Saturday, January 26, 2008

And congratulations to Martin Parkinson

Head of Australia's only completely new government department - Climate Change.

The head of Australia’s only completely new government department says it’s a great honour.

But he’s not talking about the Public Service Medal he’ll receive today for his earlier work as Deputy Secretary to the Treasury and head of the secretariat for the Prime Minister’s Task Group on Emissions Trading.

Martin Parkinson is talking about the opportunity to run the new Department of Climate Change set up within the Prime Minister’s portfolio within days of the election.

At the moment he finds it hard to even see the people who are working for him...

“There are about 200 of us spread out across the Prime Minister’s building, the John Gorton building (which houses Environment and Finance), and Foreign Affairs.”

Within weeks he hopes they will all be together in part of what used to be the Tax Office headquarters in Constitution Avenue Civic.

“We are waiting for the office fit out. Accommodation is so tight in Canberra right now that you go into a queue and wait until somebody can actually begin to do the work,” he said yesterday.

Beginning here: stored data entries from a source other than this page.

PR #3588, opened 2019-10-08
Fix Language version

jskeet:
It should be 1.4.0-beta00 because we're not releasing it.

This will fix Travis, but we probably need to think about whether the detect-pr-changes.sh needs to be set to not run after a PR is merged.


jskeet:
Second part done in #3589.

PR #3589, opened 2019-10-08
Change the detect-pr-changes job to only run on PRs

jskeet:
When we create this PR, we should still see detect-pr-changes running, and it will fail until #3588 is merged.


jskeet:
Second part done in #3589.

jskeet:
Change detection still running, but broken, as expected. This is a start :)

jskeet:
Hmm. It's possible that this hasn't actually worked. We'll see over time.

PR #3609, opened 2019-10-10
Alternative approach for IAM v3 in GAPIC libraries

jskeet:


frankyn:
@jkwlui @jskeet and I discussed this option and leaning towards non moving forward with it to align language GAPIC and Manuals as close as possible.

Additional helper methods to make this easier to use can be addressed at a later time. 

Pending check off from @broady.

The Department of Climate Change has been given until the end of this year to finalise the design of the system of emissions trading that Kevin Rudd has promised to introduce in 2010.

It’s work that Dr Parkinson feels he hasn’t stopped doing since December 2006. That’s when John Howard plucked him from the Deputy Secretary’s position in Treasury and asked him to run the Secretariat for the his Task Group on Emissions Trading, the first sign that the Prime Minister was softening in what been his hard-line opposition to any form of carbon tax.

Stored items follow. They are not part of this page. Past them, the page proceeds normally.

PR #386, opened 2020-01-21
Patch parallel make

### LINKED ISSUE #377: Most recently changed print statements aren't included when compiling
This seems to be the same issue as #319, but as there was no information provided about replicating and no details as to why it was closed shortly after opening, I figured a new issue would be better.

I also tried creating a new generator and noticed that printf outputs weren't showing up when I expected, but as I added more printf calls, earlier calls that hadn't shown up before began to show up. I somewhat replicated this on master using the pwm example generator, though it seems like something is kind of nondeterministic.

I first changed the `PWMBase` class to print the PWM output:

```
  // If PWM is enabled, pwmout is high when counter < duty                      
  // If PWM is not enabled, it will always be low                               
  val pwmval = Wire(Bool())                                                     
  pwmval := io.enable && (counter < io.duty)                                    
  printf(p"pwmval: $pwmval \n")                                        
```

After running a clean build (`make clean; make CONFIG=PWMRocketConfig TOP=TopWithPWMTL -j32`), running the test with `./simulator-example-PWMRocketConfig +verbose ../../tests/pwm.riscv` did not show the expected printf output (including or not including `+verbose` did not make a difference either way). However, when I went through my steps one more time to write up this issue, it did show up, and I don't believe there was any difference.

Adding another printf beneath the first call (I just used `printf(p"another print\n")`) and recompiling resulted in the `pwmval:` output displaying, but the `another print` line not being shown.

Similarly, adding a third printf beneath the second line and recompiling resulted in the first two printfs appearing in the output. (In the redo, it did not show up, but adding a fourth printf caused the second and third message to output).

Commenting out or removing lines suffers from the same issue - the next compilation still includes the printed output from the line that should no longer have any effect. 

Is this an issue with the build system for chipyard? When I add and remove print statements in a non-chipyard Chisel project, the change is immediately reflected when running tests.

abejgonzalez:
Occasionally, parallel `make` will silently ignore source file changes. See #377 and https://stackoverflow.com/questions/19822435/multiple-targets-from-one-recipe-and-parallel-execution/. This attempts to address this issue by adding a `touch` to the targets depending on the `INTERMEDIATE` value.

This was tested by doing `make -j32` on the config./system listed in #377. 

Fixes #377

### DIFF
--- a/common.mk
+++ b/common.mk
@@ -40,7 +40,7 @@ $(sim_files): $(call lookup_scala_srcs,$(base_dir)/generators/utilities/src/main
 #########################################################################################
 .INTERMEDIATE: generator_temp
 $(FIRRTL_FILE) $(ANNO_FILE): generator_temp
-	touch $@
+	@echo "" > /dev/null
 
 generator_temp: $(SCALA_SOURCES) $(sim_files)
 	mkdir -p $(build_dir)
@@ -62,7 +62,7 @@ HARNESS_TARGETS = $(HARNESS_FILE) $(HARNESS_SMEMS_CONF) $(HARNESS_ANNO) $(HARNES
 # NOTE: These *_temp intermediate targets will get removed in favor of make 4.3 grouped targets (&: operator)
 .INTERMEDIATE: firrtl_temp
 $(TOP_TARGETS) $(HARNESS_TARGETS): firrtl_temp
-	touch $@
+	@echo "" > /dev/null
 
 firrtl_temp: $(FIRRTL_FILE) $(ANNO_FILE)
 	cd $(base_dir) && $(SBT) "project tapeout" "runMain barstools.tapeout.transforms.GenerateTopAndHarness -o $(TOP_FILE) -tho $(HARNESS_FILE) -i $(FIRRTL_FILE) --syn-top $(TOP) --harness-top $(VLOG_MODEL) -faf $(ANNO_FILE) -tsaof $(TOP_ANNO) -tdf $(sim_top_blackboxes) -tsf $(TOP_FIR) -thaof $(HARNESS_ANNO) -hdf $(sim_harness_blackboxes) -thf $(HARNESS_FIR) $(REPL_SEQ_MEM) $(HARNESS_CONF_FLAGS) -td $(build_dir)" && touch $(sim_top_blackboxes) $(sim_harness_blackboxes)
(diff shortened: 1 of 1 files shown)


abejgonzalez:
Note: `make` 4.3 now supports the group target operator (`&:`) that is much more elegant. So when we enforce `make >= 4.3` we can update this. 

https://www.gnu.org/software/make/manual/html_node/Multiple-Targets.html

common.mk
```diff
@@ -57,8 +59,11 @@ TOP_TARGETS = $(TOP_FILE) $(TOP_SMEMS_CONF) $(TOP_ANNO) $(TOP_FIR) $(sim_top_bla
 HARNESS_TARGETS = $(HARNESS_FILE) $(HARNESS_SMEMS_CONF) $(HARNESS_ANNO) $(HARNESS_FIR) $(sim_harness_blackboxes)
 
 # DOC include start: FirrtlCompiler
+# NOTE: These *_temp intermediate targets will get removed in favor of make 4.3 grouped targets (&: operator)
 .INTERMEDIATE: firrtl_temp
 $(TOP_TARGETS) $(HARNESS_TARGETS): firrtl_temp
+	touch $@
```
jwright6323: I think it's confusing to use `.INTERMEDIATE` when there isn't a file being created (`firrtl_temp`). `.INTERMEDIATE` here is telling make that you'll generate a file called `firrtl_temp` that it can then delete. Are you sure this wasn't the problem? Let's discuss offline.

jwright6323: Just to summarize the offline discussion: this `touch $@` solves the issue because any commands in this rule do so. We'll replace it with something that has fewer undesirable side effects (mangling timestamps is not great) like an `echo`.

abejgonzalez: Offline result: We tested things a bit more. Specifically, we added a `touch firrtl_temp` equivalent and noticed that it didn't make a difference. However, any line added under `$(TOP_TARGETS) $(HARNESS_TARGETS): firrtl_temp` works (just needs a rule body). So I will change that to be something that doesn't affect the files (i.e. an echo or something similar. 

In general, this is a very confusing error to deal with. TL:DR `make` is busted wait for 4.3.

colinschmidt:
Since make 4.3 is so new we should probably wait a while, probably until its in most package managers. If we ask our users to build lots of software from scratch they will get annoyed.

abejgonzalez:
> Since make 4.3 is so new we should probably wait a while, probably until its in most package managers. If we ask our users to build lots of software from scratch they will get annoyed.

I agree. This PR should fix the issue in the meantime.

By the time the Task Group had reported in May his mood and broader public opinion had swung behind a system of emissions trading and he appointed Martin Parkinson to work on implementing the report as head of the Climate Change Group within his Department.

On the election of the Labor government he was made head of the new Department of Climate Change within the Prime Minister’s portfolio and given one of the most impressive of the new ministers, Penny Wong.

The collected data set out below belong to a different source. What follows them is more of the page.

PR #387, opened 2020-01-21
System Requirements

alonamid:
This tries to make the system requirements a bit more clear, but providing two scripts for common Linux platforms (Centos/Ubuntu).


scripts/centos-req.sh
```diff
@@ -0,0 +1,34 @@
...
+sudo yum install -y centos-release-scl
+sudo yum install -y devtoolset-8-make
+
+# install DTC
+DTCversion=dtc-1.4.4
+wget https://git.kernel.org/pub/scm/utils/dtc/dtc.git/snapshot/$DTCversion.tar.gz
+tar -xvf $DTCversion.tar.gz
+cd $DTCversion
+make -j16
+make install
```
a0u: CentOS Extras provides `dtc` (1.4.6 with CentOS 7).
Otherwise, sudo is needed to install to the `/usr/local` prefix.
```suggestion
sudo make install
```

scripts/centos-req.sh
```diff
@@ -0,0 +1,34 @@
...
+cd ..
+rm -rf $DTCversion.tar.gz
+rm -rf $DTCversion
+
+# install verilator
+git clone http://git.veripool.org/git/verilator
+cd verilator/
+git checkout v4.002
+autoconf && ./configure && make -j16 && sudo make install
```
a0u: EPEL provides `verilator` (3.922 with CentOS 7).

scripts/ubuntu-req.sh
```diff
@@ -0,0 +1,36 @@
...
+# Install GNU make 4.x (needed to cross-compile glibc 2.28+)
+sudo apt-get install build-essential
+
+# install DTC
+DTCversion=dtc-1.4.4
+wget https://git.kernel.org/pub/scm/utils/dtc/dtc.git/snapshot/$DTCversion.tar.gz
+tar -xvf $DTCversion.tar.gz
+cd $DTCversion
+make -j16
+make install
```
a0u: `device-tree-compiler` is an official package (>= 1.4.0 as of Xenial 16.04 LTS).

scripts/ubuntu-req.sh
```diff
@@ -0,0 +1,36 @@
...
+cd ..
+rm -rf $DTCversion.tar.gz
+rm -rf $DTCversion
+
+# install verilator
+git clone http://git.veripool.org/git/verilator
+cd verilator/
+git checkout v4.002
+autoconf && ./configure && make -j16 && sudo make install
```
a0u: `verilator` is an official package (3.874 with 16.04 LTS and 3.916 with 18.04 LTS).

scripts/ubuntu-req.sh
```diff
@@ -0,0 +1,36 @@
...
+echo "deb https://dl.bintray.com/sbt/debian /" | sudo tee -a /etc/apt/sources.list.d/sbt.list
+curl -sL "https://keyserver.ubuntu.com/pks/lookup?op=get&search=0x2EE0EA64E40A89B84B2DF73499E82A75642AC823" | sudo apt-key add
+sudo apt-get update
+sudo apt-get install -y sbt
+sudo apt-get install -y texinfo gengetopt
+sudo apt-get install -y libxpat1-dev libusb-dev libncurses5-dev cmake
+# deps for poky
+sudo apt-get install -y python3.6 patch diffstat texi2html texinfo subversion chrpath git wget
+# deps for qemu
+sudo apt-get install libgtk-3-dev
```
a0u: Be consistent with `sudo apt-get install -y`.

docs/Chipyard-Basics/Initial-Repo-Setup.rst
```diff
@@ -10,6 +10,19 @@ Chipyard is developed and tested on Linux-based systems.
 
 .. Warning:: Working under Windows is not recommended.
 
+
+In Centos-based platforms, we recommend installing the following dependencies:
```
a0u: Nitpick:
```suggestion
In CentOS-based platforms, we recommend installing the following dependencies:
```

a0u:
Also, if I recall correctly, [verilator.mk](../blob/master/sims/verilator/verilator.mk) should download and build its own Verilator, so installing it system-wide shouldn't be needed.

abejgonzalez:
> Also, if I recall correctly, [verilator.mk](../blob/master/sims/verilator/verilator.mk) should download and build its own Verilator, so installing it system-wide shouldn't be needed.

Yes, that is true. Verilator is installed separately.

docs/Chipyard-Basics/Initial-Repo-Setup.rst
```diff
@@ -10,6 +10,19 @@ Chipyard is developed and tested on Linux-based systems.
...
+
+.. include:: /../scripts/centos-req.sh
+   :code: bash
+
+In Ubuntu/Debian-based platforms (Ubuntu), we recommend installing the following dependencies:
+
+.. include:: /../scripts/ubuntu-req.sh
+   :code: bash
+
+Note that when running on an Amazon Web Services EC2 FPGA-development instance (for FireSim), FireSim includes a machine setup script that will install all of the aforementioned dependencies (and some additional ones).
```
abejgonzalez: Can we change this to be a formatted readthedocs note: `.. Note::`

scripts/ubuntu-req.sh
abejgonzalez: As mentioned in the main comment chain, we should just remove verilator from both since verilator is installed separately in the makefiles.

abejgonzalez:
Also if you can, on future commits can you add the `[ci skip]` to the commit so that the tests don't run on it.

scripts/centos-req.sh
```diff
@@ -0,0 +1,18 @@
...
+sudo yum install -y gmp-devel mpfr-devel libmpc-devel zlib-devel vim git java java-devel
+curl https://bintray.com/sbt/rpm/rpm | sudo tee /etc/yum.repos.d/bintray-sbt-rpm.repo
+sudo yum install -y sbt texinfo gengetopt
+sudo yum install -y expat-devel libusb1-devel ncurses-devel cmake "perl(ExtUtils::MakeMaker)"
+# deps for poky
+sudo yum install -y python36 patch diffstat texi2html texinfo subversion chrpath git wget
+# deps for qemu
+sudo yum install -y gtk3-devel
+# deps for firemarshal
+sudo yum install -y python36-pip python36-devel rsync
```
a0u: Not all of the latest dependencies for FireMarshal are listed here.
The authoritative list lives at https://github.com/firesim/FireMarshal/blob/master/centos-requirements.txt (which needs a Debian/Ubuntu equivalent).

@NathanTP: Any preferences on how to manage this?  Some options:
* Remove them and let the user follow the FireMarshal README.
* Inline `centos-dependencies.txt` here.
* Read `centos-dependencies.txt` with a shell redirect (but the FireMarshal submodule is not guaranteed to be initialized).

scripts/centos-req.sh
```diff
@@ -0,0 +1,18 @@
...
+
+sudo yum groupinstall -y "Development tools"
+sudo yum install -y gmp-devel mpfr-devel libmpc-devel zlib-devel vim git java java-devel
+curl https://bintray.com/sbt/rpm/rpm | sudo tee /etc/yum.repos.d/bintray-sbt-rpm.repo
+sudo yum install -y sbt texinfo gengetopt
+sudo yum install -y expat-devel libusb1-devel ncurses-devel cmake "perl(ExtUtils::MakeMaker)"
+# deps for poky
+sudo yum install -y python36 patch diffstat texi2html texinfo subversion chrpath git wget
+# deps for qemu
+sudo yum install -y gtk3-devel
```
a0u: Just to propose a (non-essential) alternative: `gtk3-devel` is overkill for a headless system if not using the GUI.
The minimum dependencies for QEMU are:
```suggestion
sudo yum install -y glib2-devel libfdt-devel pixman-devel zlib-devel
```
Source: https://wiki.qemu.org/Hosts/Linux

scripts/ubuntu-req.sh
```diff
@@ -0,0 +1,19 @@
...
+echo "deb https://dl.bintray.com/sbt/debian /" | sudo tee -a /etc/apt/sources.list.d/sbt.list
+curl -sL "https://keyserver.ubuntu.com/pks/lookup?op=get&search=0x2EE0EA64E40A89B84B2DF73499E82A75642AC823" | sudo apt-key add
+sudo apt-get update
+sudo apt-get install -y sbt
+sudo apt-get install -y texinfo gengetopt
+sudo apt-get install -y libxpat1-dev libusb-dev libncurses5-dev cmake
+# deps for poky
+sudo apt-get install -y python3.6 patch diffstat texi2html texinfo subversion chrpath git wget
+# deps for qemu
+sudo apt-get install -y libgtk-3-dev
```
a0u: See above.
```suggestion
sudo apt-get install -y libglib2.0-dev libfdt-dev libpixman-1-dev zlib1g-dev
```

scripts/centos-req.sh
alonamid: In in favor of inlining (these are recommended system requirements. It shouldn't be a complicated script)

a0u: I would also prefer inlining, but someone has to remember to synchronize the lists once in a while.

alonamid: synchronize when someone opens an issue that the requirements don't hold anymore :)

a0u:
This was tested on the official CentOS 7 and Ubuntu 18.04 AMIs: at least the toolchain build, Verilator sim of the default DUT, and FireMarshal br-base image build.

scripts/centos-req.sh
NathanTP: Historically, we've relied on FireSim to handle this:
https://github.com/firesim/firesim/blob/d801f0ffa7047ef2516ab752f2e2443f322cdaa0/build-setup-nolog.sh#L147

I would prefer not to duplicate this list. It's already enough of a pain to keep everything in sync. If we're going to do this in chipyard, I could put a centos-req.sh in FireMarshal and call that from chipyard and/or firesim to minimize duplicate logic.

As for debian equivalents; I have no interest in writing or maintaining that list. I don't have an ubuntu environment (that I manage) and the setup is more complicated. If someone contributes such a script, I'll happily include it. Even then, we'd need to have an official ubuntu version that we support since various hacks and workarounds will depend on the precise version.

alonamid: I'm not try to do anything robust or perfect. This is a need that came from users (more than one). I believe this PR is better than the current state. If it will get out of sync, we will fix it. I'm not assuming people will relay on this, but if they have a "bare" system, this is better than getting obscure message during the build process. They might still end up getting an obscure build message during the build, but less often.

alonamid: (this script does not get called automatically anywhere. It's just references in the docs)

scripts/centos-req.sh
```diff
@@ -0,0 +1,18 @@
...
+# deps for firemarshal
+sudo yum install -y python36-pip python36-devel rsync libguestfs-tools makeinfo yac bison flex expat glib-devel ctags
```
a0u: Not your fault, but `yac` should be `yacc` - this is a typo in `centos-requirements.txt` that I just noticed.
```suggestion
sudo yum install -y python36-pip python36-devel rsync libguestfs-tools makeinfo expat ctags
```
Some packages (yacc, bison, flex) are already installed with `Development tools`.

Within days he was in Bali with Kevin Rudd, Penny Wong, Peter Garrett and Wayne Swan.

“You couldn’t ask for a better combination of opportunity and support, he said. “Personally it’s a great honour.”

“I think everyone in the Department shares my enthusiasm and excitement for the task ahead. It’s just an incredibly large agenda, absolutely critical. It’s a massive economic and structural reform.”

When asked whether introducing a system of emissions trading would be a bigger reform than the new tax system introduced by the previous government in 2000, Martin Parkinson goes back further.

“I see it as the biggest and most pervasive economic reform since the trade liberalization in the 1980’s.”

“There will inevitably be some adjustment but what we’re really trying to do here is to find a way to transform the economy in a way that is as economically effective - that is to manage the costs and maximize the opportunities for new areas.”

“Think about it. Australia’s got this incredible wealth of natural and human resources that will benefit from a transformation to a low carbon economy while at the same time having this massive wealth of resources and talent that are intertwined with the existing carbon intensity of the economy.”

“The challenge is to manage the transformation to the low carbon economy. Because that’s inevitable. That is going to happen. We have to manage it.”

Dr Parkinson said he expected to put options to the Prime Minister within months.